Tally up every line in the records beneath that has "inputdir", and write down only the total.

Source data
/---
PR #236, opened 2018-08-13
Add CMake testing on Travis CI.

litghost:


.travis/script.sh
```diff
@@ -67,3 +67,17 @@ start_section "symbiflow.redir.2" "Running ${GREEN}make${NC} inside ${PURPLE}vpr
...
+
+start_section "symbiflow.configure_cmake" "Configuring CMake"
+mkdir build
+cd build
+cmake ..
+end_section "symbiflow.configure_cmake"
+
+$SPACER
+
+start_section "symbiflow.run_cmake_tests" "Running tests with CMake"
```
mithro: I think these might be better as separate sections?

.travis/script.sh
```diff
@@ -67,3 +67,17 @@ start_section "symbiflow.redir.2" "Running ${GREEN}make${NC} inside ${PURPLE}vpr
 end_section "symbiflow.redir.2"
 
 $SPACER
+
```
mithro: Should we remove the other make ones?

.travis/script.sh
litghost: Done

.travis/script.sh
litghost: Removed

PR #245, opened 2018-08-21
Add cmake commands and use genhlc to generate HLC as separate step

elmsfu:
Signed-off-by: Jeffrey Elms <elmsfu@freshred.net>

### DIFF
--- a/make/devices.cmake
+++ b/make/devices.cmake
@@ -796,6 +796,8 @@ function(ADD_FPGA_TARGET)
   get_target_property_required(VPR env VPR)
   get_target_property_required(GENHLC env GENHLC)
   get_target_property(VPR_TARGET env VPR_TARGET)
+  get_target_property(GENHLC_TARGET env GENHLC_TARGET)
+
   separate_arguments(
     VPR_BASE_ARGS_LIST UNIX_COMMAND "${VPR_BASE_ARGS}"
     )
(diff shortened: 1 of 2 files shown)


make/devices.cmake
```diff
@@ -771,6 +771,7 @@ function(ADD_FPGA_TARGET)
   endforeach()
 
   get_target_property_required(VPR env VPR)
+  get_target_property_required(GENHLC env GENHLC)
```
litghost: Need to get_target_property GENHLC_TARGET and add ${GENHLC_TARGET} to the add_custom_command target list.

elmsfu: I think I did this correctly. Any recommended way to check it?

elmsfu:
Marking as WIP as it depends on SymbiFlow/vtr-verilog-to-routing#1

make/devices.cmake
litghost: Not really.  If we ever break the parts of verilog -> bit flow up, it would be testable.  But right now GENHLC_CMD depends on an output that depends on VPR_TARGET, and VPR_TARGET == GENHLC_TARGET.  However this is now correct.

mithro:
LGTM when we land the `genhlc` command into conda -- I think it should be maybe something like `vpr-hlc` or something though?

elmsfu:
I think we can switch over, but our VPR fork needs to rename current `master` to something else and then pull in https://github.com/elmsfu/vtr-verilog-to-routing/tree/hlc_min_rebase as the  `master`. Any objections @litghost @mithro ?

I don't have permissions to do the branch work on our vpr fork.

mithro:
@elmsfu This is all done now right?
\---
/---
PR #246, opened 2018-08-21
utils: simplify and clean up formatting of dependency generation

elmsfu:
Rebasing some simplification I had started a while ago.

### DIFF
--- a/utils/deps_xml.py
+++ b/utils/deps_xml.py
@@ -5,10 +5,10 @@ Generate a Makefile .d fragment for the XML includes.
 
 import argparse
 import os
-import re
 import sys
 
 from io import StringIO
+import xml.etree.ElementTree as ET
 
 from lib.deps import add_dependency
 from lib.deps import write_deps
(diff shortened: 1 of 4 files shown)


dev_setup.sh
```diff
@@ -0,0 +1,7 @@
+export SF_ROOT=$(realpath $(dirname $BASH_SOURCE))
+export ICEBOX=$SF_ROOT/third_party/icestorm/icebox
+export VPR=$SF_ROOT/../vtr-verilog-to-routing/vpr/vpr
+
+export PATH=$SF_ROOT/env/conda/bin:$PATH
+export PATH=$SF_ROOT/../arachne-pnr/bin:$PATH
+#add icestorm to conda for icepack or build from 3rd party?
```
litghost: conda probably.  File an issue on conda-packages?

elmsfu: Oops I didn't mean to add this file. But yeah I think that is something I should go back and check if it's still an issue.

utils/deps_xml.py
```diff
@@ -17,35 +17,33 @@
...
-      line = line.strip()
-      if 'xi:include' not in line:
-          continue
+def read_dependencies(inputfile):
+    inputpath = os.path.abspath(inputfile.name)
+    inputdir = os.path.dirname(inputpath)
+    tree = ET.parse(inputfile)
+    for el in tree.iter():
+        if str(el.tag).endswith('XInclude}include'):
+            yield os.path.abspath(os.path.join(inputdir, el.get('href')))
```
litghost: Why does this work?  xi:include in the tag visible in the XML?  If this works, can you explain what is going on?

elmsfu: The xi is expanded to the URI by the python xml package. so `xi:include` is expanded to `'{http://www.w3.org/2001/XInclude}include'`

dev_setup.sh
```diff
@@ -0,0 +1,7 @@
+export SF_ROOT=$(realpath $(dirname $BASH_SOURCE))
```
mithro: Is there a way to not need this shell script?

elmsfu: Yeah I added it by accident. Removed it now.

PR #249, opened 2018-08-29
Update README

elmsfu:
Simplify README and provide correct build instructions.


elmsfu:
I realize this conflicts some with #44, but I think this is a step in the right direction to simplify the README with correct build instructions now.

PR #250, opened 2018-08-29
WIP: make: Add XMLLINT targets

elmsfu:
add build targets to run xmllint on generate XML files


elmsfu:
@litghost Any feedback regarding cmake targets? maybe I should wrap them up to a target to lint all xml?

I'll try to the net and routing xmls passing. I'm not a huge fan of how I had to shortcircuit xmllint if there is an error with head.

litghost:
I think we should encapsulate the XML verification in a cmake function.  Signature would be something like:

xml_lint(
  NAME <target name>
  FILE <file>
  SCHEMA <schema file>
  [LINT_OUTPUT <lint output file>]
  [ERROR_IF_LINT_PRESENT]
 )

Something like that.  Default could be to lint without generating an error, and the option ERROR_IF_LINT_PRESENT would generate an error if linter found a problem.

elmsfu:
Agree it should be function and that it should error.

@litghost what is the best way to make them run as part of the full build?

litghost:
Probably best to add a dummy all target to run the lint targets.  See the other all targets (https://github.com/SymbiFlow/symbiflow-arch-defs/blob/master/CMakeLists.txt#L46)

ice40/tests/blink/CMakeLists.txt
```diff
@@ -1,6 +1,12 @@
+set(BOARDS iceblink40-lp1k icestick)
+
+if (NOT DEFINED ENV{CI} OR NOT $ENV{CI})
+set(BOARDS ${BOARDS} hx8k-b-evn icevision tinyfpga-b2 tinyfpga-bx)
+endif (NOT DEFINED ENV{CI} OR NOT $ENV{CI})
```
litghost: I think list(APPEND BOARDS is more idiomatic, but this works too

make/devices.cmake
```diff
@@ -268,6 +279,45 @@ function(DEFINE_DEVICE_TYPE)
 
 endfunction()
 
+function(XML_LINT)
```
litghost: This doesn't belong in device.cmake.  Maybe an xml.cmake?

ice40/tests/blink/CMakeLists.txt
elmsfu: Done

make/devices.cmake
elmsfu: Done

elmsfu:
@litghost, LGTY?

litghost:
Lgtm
\---
▸ **SOLUTION TO THE EXERCISE**: 2